Thursday, August 27, 2015

Those Who Hunt the Night by Barbara Hambly

Posted by Rebecca Brendel


Reviewed by: Becky Brendel

What I Read: Those Who Hunt the Night by Barbara Hambly

Find It @YCLD: Here!

What It's About: Ex-spy James Asher comes home one evening to find his entire household asleep and a foreign gentleman standing over his wife Lydia. The stranger, Don Simon Ysidro, claims to be a vampire interested in hiring Asher to solve a serial murder case - someone has been killing the vampires of Victorian London, and if Asher manages to discover whodunnit, Ysidro (probably) won't kill Lydia.

What I Thought: This book was the first in an ongoing series about Asher, his wife Lydia, and their relationship to the vampire Ysidro; the series at large stands out for being intelligent, thoughtfully-written vampire fiction, and this first novel is no exception. Hambly's vampires have a clearly-defined set of strengths and weaknesses that feels completely "believable" - no turning into mist or sparkling in sunlight here - and she's put a lot of thought into what might happen to a person's personality after spending hundreds of years as a nocturnal predator (Ysidro, for instance, barely ever seems to exert effort or express emotion- he simply does not care after hundreds of years in undeath). Her vampires therefore become both sympathetic - being a vampire sounds horrible - and genuinely creepy. Even their pathos might be a trap.

The humans hold their own pretty well, however. Asher has seen his share of horrors himself - he quit working as a spy after becoming disillusioned - and he's refreshingly forthright with Lydia about Ysidro's request. Lydia is a treat: she went to medical school at a time in which ladies simply Did Not Do such things, so her first reaction to learning that the undead exist is a desire to dissect one. She's also brilliant and an excellent researcher whose contributions solve the case. There's an ongoing current of unease as Europe prepares for World War I; the evils men can do even without turning into vampires is a constant theme and threat throughout the series.

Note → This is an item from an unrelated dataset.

PR #2536, opened 2025-12-01
stc: update to 6.0_rc3

mochaaP:


bgilbert:
We normally don't ship release candidates here.  In this case, there isn't even a tag to point to, and the wrap's commit hash points to a commit seven commits after RC3.  Arguably that's better than the current situation, where the wrap points to a commit that isn't even on the main branch, but I'm inclined to just wait for the 6.0 tag.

Oddly enough, Hambly's plots suffer because her leads are so intelligent and methodical: she's admitted herself in interviews that she has to keep having unexpected issues pop up out of nowhere since otherwise Asher and Lydia would see every threat coming. The result can feel disjointed, and Those Who Hunt the Night's "big reveal" disappointed me: yes, Hambly'd alluded to the characters responsible, but not in any context that would give a hint they were connected to the case. The murderer in a mystery novel should be unexpected, but having them seem completely peripheral until the climax felt unfair to the reader.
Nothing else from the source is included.